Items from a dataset
PR #2324, opened 2018-05-30
[CORE] Adds Prettier.io

### LINKED ISSUE #2156: Replace clang with prettier
Setup prettier and only have it format changed lines.

hippee-lee:
- Removes clang scripts and configuration
- Updates package.json for pre-commit hook to format changed files
- Adds  and  for git hooks w/ npm scripts
-adds a  script to run prettier with the  option (this will be used after all files are formatted for both a pre-push git hook and a ci check on in the  script
- closes #2156


scripts/format-check.js
```diff
@@ -0,0 +1,30 @@
...
+
+const colors = require('colors/safe');
+const path = require('path');
+const prettier = path.join(process.cwd(), 'node_modules', '.bin', 'prettier');
+const shell = require('shelljs');
+const unPrettyFiles = [];
+
+console.log('Formatting Test');
+
+let result = shell.exec(`${prettier} --list-different ./**/*.{js,json,md,ts,scss}`, { silent: true });
```
gnomeontherun: Do we really need to have a script for this? Looks like `--list-different` will error out for you. https://prettier.io/docs/en/cli.html#list-different

scripts/format-check.js
```diff
@@ -0,0 +1,30 @@
...
+result.stdout.split('\n').forEach(file => {
+  unPrettyFiles.push(file);
+});
+
+if (unPrettyFiles.length > 1) {
+  console.log(colors.yellow.underline(`There are ${unPrettyFiles.length - 1} un-formatted files`));
+  unPrettyFiles.forEach(file => {
+    console.log(colors.red(file));
```
adityarb88: Nice! Printing the filenames which need to be formatted helps a lot instead of what we do right now which is just printing the number of files that need formatting.

prettier.config.js
```diff
@@ -0,0 +1,16 @@
...
+ */
+
+module.exports = {
+  printWidth: 120,
+  tabWidth: 2,
+  useTabs: false,
+  semi: true,
+  singleQuote: true,
+  trailingComma: 'es5',
+  bracketSpacing: true,
```
gnomeontherun: I'm being picky here, but if a config file can be JSON that seems more sensible to me.

package.json
```diff
@@ -26,13 +26,13 @@
         "start": "ng serve dev",
         "clean": "del ./dist",
         "test:aot": "ng build --prod ks-app",
-        "test:format": "./scripts/clang-check.sh",
```
gnomeontherun: We should also remove the clang packages from `package.json`.

package.json
```diff
@@ -26,13 +26,13 @@
...
+        "test:format": "node ./scripts/format-check.js",
         "test:lint": "tslint -p . -c tslint.json \"src/**/*.ts\" -e \"src/ks-app/**\" -e \"src/schematics/**\"",
         "test:visual": "./scripts/docker-cdc.js -t",
         "test": "ng test clr-angular",
         "test:watch": "ng test clr-angular --watch",
-        "test:travis": "npm-run-all build:ui test:format test:lint test test:aot",
-        "format:fix": "node_modules/.bin/clang-format -style=file -i --glob=src/**/*.ts",
+        "test:travis": "npm-run-all build:ui test:lint test test:aot",
```
jeeyun: is there an equivalent of `test:format` in the prettier version? that is, make the travis build fail if the code isn't formatted to prettier's standard?

jeeyun: Oh I might have spoken too soon. Is that handled by husky?

scripts/format-check.js
hippee-lee: Right, but it won't give us a list of unformatted files (so I quickly know where to look when a push fails).

prettier.config.js
hippee-lee: I will turn this into a json file.

package.json
hippee-lee: I have to disable it until all of the files are formatted. So its not enabled for this commit. Changed files will be formatted with a `pre-commit` hook. 

And, once this goes in the bulk formatting  per file type will follow within an hour or two. I'll re-enable the `pre-push` hook that checks for correct formatting and add the script back to the test:travis job.

hippee-lee: @jeeyun - fyi husky only enables git hooks so that we can define them in the package.json as `npm scripts` instead of mucking with the `./.git/hooks` files themselves like we did w/ clang checking.

scripts/format-check.js
hippee-lee: Actually, my last comment is incorrect, yes it will give us a list, but I'd still like to keep the script so I can see a count and colors for quickly scanning the cli output on my local. 
\cc @gnomeontherun

package.json
hippee-lee: Will push a change to address this.

.prettierrc
```diff
@@ -0,0 +1,10 @@
+{
+  printWidth: 120,
+  tabWidth: 2,
+  useTabs: false,
+  semi: true,
+  singleQuote: true,
```
Shijir: nice 😄 👍

package.json
hippee-lee: This has been updated per the discussion.

Issue #2300, opened 2018-05-21
Date Picker not outputting dates in Reactive & Template Driven Forms


rameshyala:
[X] Question

Hi , i am set locale to my app in app.module file like ' providers: [{ provide: LOCALE_ID, useValue: 'en-IN' }]', but this ' en-IN' locale need to show format as DDMMYYYY but actually it showing MMDDYYYY format. check once [Stackblitz](https://stackblitz.com/edit/clarity-light-theme-v11-nknd98?file=app%2Fapp.module.ts).

One more doubt is now date picker have change detection option , if i change actual date is emit any event now, i am check clarity git hub code i am found for template-driven-forms have '(clrDateChange)=" "'  option, but in that for reactive forms does not see anything , how i will do that ?. 

Thank you.

brinton-chand:
https://angular.io/guide/i18n#i18n-pipes

> By default, Angular only contains locale data for en-US. If you set the value of LOCALE_ID to another locale, you must import locale data for that new locale.

Check the link for instructions in how to import. Hope this helps.

rameshyala:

#### Problem details
Produce the entries above once more, identical in every detail.

#### Answer for the task
PR #2324, opened 2018-05-30
[CORE] Adds Prettier.io

### LINKED ISSUE #2156: Replace clang with prettier
Setup prettier and only have it format changed lines.

hippee-lee:
- Removes clang scripts and configuration
- Updates package.json for pre-commit hook to format changed files
- Adds  and  for git hooks w/ npm scripts
-adds a  script to run prettier with the  option (this will be used after all files are formatted for both a pre-push git hook and a ci check on in the  script
- closes #2156


scripts/format-check.js
```diff
@@ -0,0 +1,30 @@
...
+
+const colors = require('colors/safe');
+const path = require('path');
+const prettier = path.join(process.cwd(), 'node_modules', '.bin', 'prettier');
+const shell = require('shelljs');
+const unPrettyFiles = [];
+
+console.log('Formatting Test');
+
+let result = shell.exec(`${prettier} --list-different ./**/*.{js,json,md,ts,scss}`, { silent: true });
```
gnomeontherun: Do we really need to have a script for this? Looks like `--list-different` will error out for you. https://prettier.io/docs/en/cli.html#list-different

scripts/format-check.js
```diff
@@ -0,0 +1,30 @@
...
+result.stdout.split('\n').forEach(file => {
+  unPrettyFiles.push(file);
+});
+
+if (unPrettyFiles.length > 1) {
+  console.log(colors.yellow.underline(`There are ${unPrettyFiles.length - 1} un-formatted files`));
+  unPrettyFiles.forEach(file => {
+    console.log(colors.red(file));
```
adityarb88: Nice! Printing the filenames which need to be formatted helps a lot instead of what we do right now which is just printing the number of files that need formatting.

prettier.config.js
```diff
@@ -0,0 +1,16 @@
...
+ */
+
+module.exports = {
+  printWidth: 120,
+  tabWidth: 2,
+  useTabs: false,
+  semi: true,
+  singleQuote: true,
+  trailingComma: 'es5',
+  bracketSpacing: true,
```
gnomeontherun: I'm being picky here, but if a config file can be JSON that seems more sensible to me.

package.json
```diff
@@ -26,13 +26,13 @@
         "start": "ng serve dev",
         "clean": "del ./dist",
         "test:aot": "ng build --prod ks-app",
-        "test:format": "./scripts/clang-check.sh",
```
gnomeontherun: We should also remove the clang packages from `package.json`.

package.json
```diff
@@ -26,13 +26,13 @@
...
+        "test:format": "node ./scripts/format-check.js",
         "test:lint": "tslint -p . -c tslint.json \"src/**/*.ts\" -e \"src/ks-app/**\" -e \"src/schematics/**\"",
         "test:visual": "./scripts/docker-cdc.js -t",
         "test": "ng test clr-angular",
         "test:watch": "ng test clr-angular --watch",
-        "test:travis": "npm-run-all build:ui test:format test:lint test test:aot",
-        "format:fix": "node_modules/.bin/clang-format -style=file -i --glob=src/**/*.ts",
+        "test:travis": "npm-run-all build:ui test:lint test test:aot",
```
jeeyun: is there an equivalent of `test:format` in the prettier version? that is, make the travis build fail if the code isn't formatted to prettier's standard?

jeeyun: Oh I might have spoken too soon. Is that handled by husky?

scripts/format-check.js
hippee-lee: Right, but it won't give us a list of unformatted files (so I quickly know where to look when a push fails).

prettier.config.js
hippee-lee: I will turn this into a json file.

package.json
hippee-lee: I have to disable it until all of the files are formatted. So its not enabled for this commit. Changed files will be formatted with a `pre-commit` hook. 

And, once this goes in the bulk formatting  per file type will follow within an hour or two. I'll re-enable the `pre-push` hook that checks for correct formatting and add the script back to the test:travis job.

hippee-lee: @jeeyun - fyi husky only enables git hooks so that we can define them in the package.json as `npm scripts` instead of mucking with the `./.git/hooks` files themselves like we did w/ clang checking.

scripts/format-check.js
hippee-lee: Actually, my last comment is incorrect, yes it will give us a list, but I'd still like to keep the script so I can see a count and colors for quickly scanning the cli output on my local. 
\cc @gnomeontherun

package.json
hippee-lee: Will push a change to address this.

.prettierrc
```diff
@@ -0,0 +1,10 @@
+{
+  printWidth: 120,
+  tabWidth: 2,
+  useTabs: false,
+  semi: true,
+  singleQuote: true,
```
Shijir: nice 😄 👍

package.json
hippee-lee: This has been updated per the discussion.

Issue #2300, opened 2018-05-21
Date Picker not outputting dates in Reactive & Template Driven Forms


rameshyala:
[X] Question

Hi , i am set locale to my app in app.module file like ' providers: [{ provide: LOCALE_ID, useValue: 'en-IN' }]', but this ' en-IN' locale need to show format as DDMMYYYY but actually it showing MMDDYYYY format. check once [Stackblitz](https://stackblitz.com/edit/clarity-light-theme-v11-nknd98?file=app%2Fapp.module.ts).

One more doubt is now date picker have change detection option , if i change actual date is emit any event now, i am check clarity git hub code i am found for template-driven-forms have '(clrDateChange)=" "'  option, but in that for reactive forms does not see anything , how i will do that ?. 

Thank you.

brinton-chand:
https://angular.io/guide/i18n#i18n-pipes

> By default, Angular only contains locale data for en-US. If you set the value of LOCALE_ID to another locale, you must import locale data for that new locale.

Check the link for instructions in how to import. Hope this helps.

rameshyala:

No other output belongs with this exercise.